TASK INPUT
***
PR #747, opened 2019-01-24
Create necessary factories only when using HTTP transport

### LINKED ISSUE #741: Disable http plug discovery when using custom transport
I'm using this SDK (the 2.0 beta version) inside an asynchronous ReactPHP application, but due to the broken http-plug reactphp client I've made my own sentry transport which uses the already available HTTP client inside my application. But due to the way how the client is built inside the client builder, even when I set a custom transport, the client builder tries to find a http plug HTTP client using the http plug discovery mechanism.

As such I have to set a custom strategy to mitigate this.
```php
$class = \get_class((new class() {
    static function getCandidates() {
        return array(array('class' => function () {}));
    }
}));

\Http\Discovery\ClassDiscovery::setStrategies(array($class));
```

Would you be interested in a simple patch to not do the discovery if a transport is set? From what I've seen the HTTP client is only used when building a transport. So the patch would be to simply check whether a transport is set or not.

https://github.com/getsentry/sentry-php/blob/5ec1fbec3ff7c32dda49f234a2d5db5759393676/src/ClientBuilder.php#L260-L268

The simple patch would be to change
https://github.com/getsentry/sentry-php/blob/5ec1fbec3ff7c32dda49f234a2d5db5759393676/src/ClientBuilder.php#L264-L265
to
```php
if($this->transport === null) {
    $this->httpClient = $this->httpClient ?? HttpAsyncClientDiscovery::find();
    $this->transport = $this->createTransportInstance();
}
```

Of course you're welcome to do the simple change yourself. :)

CharlotteDunois:
This PR does the changes discussed in #741.

When setting a custom transport, the client builder will not create any factories used by the HTTP transport anymore. These prevented using a custom transport which did not rely on HTTPlug (because these relied on class discovery).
***
YOUR GOAL
Report every line in the data above in which the word "using" appears.

SOLUTION TO THIS TASK
Create necessary factories only when using HTTP transport
### LINKED ISSUE #741: Disable http plug discovery when using custom transport
I'm using this SDK (the 2.0 beta version) inside an asynchronous ReactPHP application, but due to the broken http-plug reactphp client I've made my own sentry transport which uses the already available HTTP client inside my application. But due to the way how the client is built inside the client builder, even when I set a custom transport, the client builder tries to find a http plug HTTP client using the http plug discovery mechanism.
When setting a custom transport, the client builder will not create any factories used by the HTTP transport anymore. These prevented using a custom transport which did not rely on HTTPlug (because these relied on class discovery).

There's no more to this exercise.